▶ What to do:
All that is required is the number of lines in this listing that hold "deliberately".

▶ Given entries:
----
PR #1014, opened 2026-08-14
Add user-defined pairwise SPH operations to KDTree

apontzen:
## Motivation

Expressing a pairwise SPH operation — artificial viscosity, artificial conduction, or anything else summing over neighbour pairs — currently means looping over `KDTree.nn()` from python. Measured on 200k particles at 64 neighbours, that costs ~400 ns per neighbour against ~4 ns for the equivalent C++ pass, and it leaves the caller to rebuild the pair list, the periodic wrapping and the kernel normalisation by hand.

These operations can't be assembled from a fixed set of linear SPH sums: the pair function is genuinely nonlinear in the pair, containing terms like `sqrt(2|P_i-P_j|/(rho_i+rho_j))` and `min(mu_ij, 0)`. So the primitive has to accept user code, and the only real design question is granularity — per-pair would mean ~1e8 python calls, per-particle leaves numpy overhead dominating on length-32 arrays. This works on **blocks of pairs**, defaulting to 2^18 at a time.

## What's added

**`KDTree.pair_blocks(mode, blocksize)`** yields `(i, j, dx, r)` as flat read-only numpy arrays, with `dx` already periodic-wrapped. Note `i` and `j` are index *arrays*, one entry per pair, so per-particle quantities are reached by fancy indexing.

- `'gather'`: ordered pairs with `r <= 2 h_i` — the neighbour set behind the density estimate.
- `'symmetric'`: each unordered pair exactly once, `r <= max(2 h_i, 2 h_j)`, canonicalised to `i < j` — what operators involving *both* smoothing lengths require.

**`KDTree.pair_reduce(func, ...)`** accumulates a callback over those pairs. The callback returns `contrib_i` or `(contrib_i, contrib_j)`; pynbody does the `bincount` scatter-add.

**Vectorised `KernelBase.value(r, h)` / `.gradient(r, h)`, and `KDTree.kernel`**, so a callback can evaluate the same kernel the C++ is using rather than re-deriving its normalisation.

Artificial conduction then reads:

```python
m, rho, p, u, h = (f.g[k] for k in ('mass','rho','p','u','smooth'))
W = f.g.kdtree.kernel

def conduction(i, j, dx, r):
    mu  = np.einsum('kl,kl->k', vel[j] - vel[i], dx) / r
    v_d = 0.5 * (np.abs(mu) + np.sqrt(2*np.abs(p[i]-p[j]) / (rho[i]+rho[j])))
    g   = -(W.gradient(r, h[i])/rho[i] + W.gradient(r, h[j])/rho[j])
    c   = v_d * (u[j] - u[i]) * g
    return m[j] * c, -m[i] * c

du_dt = f.g.kdtree.pair_reduce(conduction)
```

Because each pair is visited once and both ends are accumulated from that single visit, an antisymmetric callback conserves energy **as an algebraic identity** rather than approximately — measured residual ~6e-19.

## Implementation notes

**No `hMax` needed on `KDNode`.** Symmetric mode falls out of a purely local test: while walking particle `a` and finding neighbour `b`, emit iff `a < b` or `r > 2 h_b`. In the second case `b`'s own walk cannot reach `a`, so nobody else emits it; in the first, the lower index breaks the tie. No global de-duplication, no communication between walks, and the node struct (mirrored in the python `KDNode` dtype and in `serialize`/`deserialize`) is untouched.

**Membership is tested on `r`, not `r^2`.** Since `h` is defined as half the distance to the nth neighbour, `r == 2h` is hit *exactly* for one neighbour of every particle — measured at exactly 400 boundary pairs on 400 particles. Deciding on `r^2` strands those pairs on the wrong side by an ulp. The boundary is inclusive, matching `smBallGather`, so a gather over `nSmooth` neighbours really does return `nSmooth` of them.

## Drive-by bug fix

`WendlandC2Kernel::gradient` in `kernels.hpp` omitted the `21/16` prefactor that its `operator()` includes. `smDivQty`/`smCurlQty` apply the same `1/(pi h^n)` factor to both, so **`sph_divergence` and `sph_curl` were wrong by 16/21 ≈ 0.762 whenever the Wendland kernel was selected**; the cubic spline was unaffected, which is why no existing test caught it. Measured ratio against an independently-verified python gradient was exactly 1.312500 before the fix, 1.000000 after.

This changes numerical output for anyone using `sph_divergence`/`sph_curl` with Wendland.

## Testing

`tests/user_sph_operations_test.py`, 86 tests. Every assertion runs against **both** the C++ path and a brute-force O(N²) reference implementation defined in the file, which serves as the specification. Coverage includes the callback contract, blocksize invariance and determinism, both pair sets, periodic minimum-image displacement, accumulation semantics (including the `bincount` vs `out[i] +=` trap), the conservation and positive-definiteness invariants, and cross-checks reproducing pynbody's own `rho`, `sph_divergence` and `sph_curl`.

Where the two implementations disagree on the `r == 2h` boundary — irreducibly, since two independent float evaluations of the same distance differ in the last bit — the tests assert the disputed pairs carry exactly zero kernel weight, so nothing physical can depend on them.

The new regression test was verified to fail against a deliberately re-broken build.

Version bumped to 2.6.0, with `.. versionadded:: 2.6.0` on each new public entry point.

https://claude.ai/code/session_01YGC9utrm2V3Tbu6o6GwgK5

### DIFF
--- a/pynbody/__init__.py
+++ b/pynbody/__init__.py
@@ -69,6 +69,6 @@ from .snapshot import load, new
 
 derived_array = snapshot.simsnap.SimSnap.derived_array
 
-__version__ = '2.5.0'
+__version__ = '2.6.0'
 
 __all__ = ['load', 'new', 'derived_array']
--- a/pynbody/kdtree/__init__.py
+++ b/pynbody/kdtree/__init__.py
@@ -29,6 +29,21 @@ KDNode = np.dtype([
     ('pUpper', np.intp)
 ])
 
+def _scatter_add(out, index, contrib):
+    """Perform ``out[index] += contrib``, summing over repeated indices.
+
+    ``np.add.at`` would do this, but is very slow; ``out[index] += contrib``
+    is wrong, since it keeps only one contribution per repeated index.
+    """
+    npart = out.shape[0]
+    if out.ndim == 1:
+        out += np.bincount(index, weights=contrib, minlength=npart)
+    else:
+        for k in range(out.shape[1]):
+            out[:, k] += np.bincount(index, weights=contrib[..., k],
+                                     minlength=npart)
+
+
 class KDTree:
     """KDTree can be used for smoothing, interpolating and geometrical queries.
 
@@ -75,6 +90,12 @@ class KDTree:
     PROPID_QTYDISP_ND = 6
     PROPID_QTYDIV  = 7
     PROPID_QTYCURL = 8
+
+    PAIR_MODE_GATHER = 0
+    PAIR_MODE_SYMMETRIC = 1
+
+    _pair_modes = {'gather': PAIR_MODE_GATHER,
+                   'symmetric': PAIR_MODE_SYMMETRIC}
 
     def __init__(self, pos, mass, leafsize=32, boxsize=None, num_threads=None, shared_mem=False):
         """Create a KDTree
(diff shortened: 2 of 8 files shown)


apontzen:
Thanks — three of these were real, all fixed in 8d30626.

**Docstrings** (`pair_blocks`, and the `PairContext` comment in `smooth.h`): correct, and my error. Membership moved from `r²` to `r` with an inclusive boundary during development; the code and tests were updated but these two prose descriptions weren't. Also right that the symmetric emit rule is `r > 2h_b` rather than `>=`, so equality falls to `b`'s walk.

**Integer `dtype`**: confirmed — `pair_reduce(..., dtype=int)` raised `UFuncTypeError`. Fixed, but not by casting the `bincount` result per block: that truncates each partial sum independently, so the answer starts depending on `blocksize`, which `pair_blocks` documents as an implementation detail.

```
per-block cast, blocksize=1000 -> 3
per-block cast, blocksize=3    -> 2      (exact: 6*0.6 = 3.6 -> 3)
```

Accumulation now stays in float64 and converts once on return. The new test asserts total truncation is bounded by one unit rather than growing with the block count, and was verified to fail against the per-block variant. It deliberately doesn't claim exact agreement between blocksizes — float64 partial sums differ in the last bit with summation order, which can tip a value either side of an integer.

**`smBallGatherStoreResultInList`**: right that it returns `particleIndex + 1` where `smBallGather` expects the next write position. Pre-existing and inert (the only caller discards the count and reads `smx->result`, which is why `test_particles_in_sphere[100000]` passes), but fixed since it's a trap for any future caller.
----
▶ Task result:
2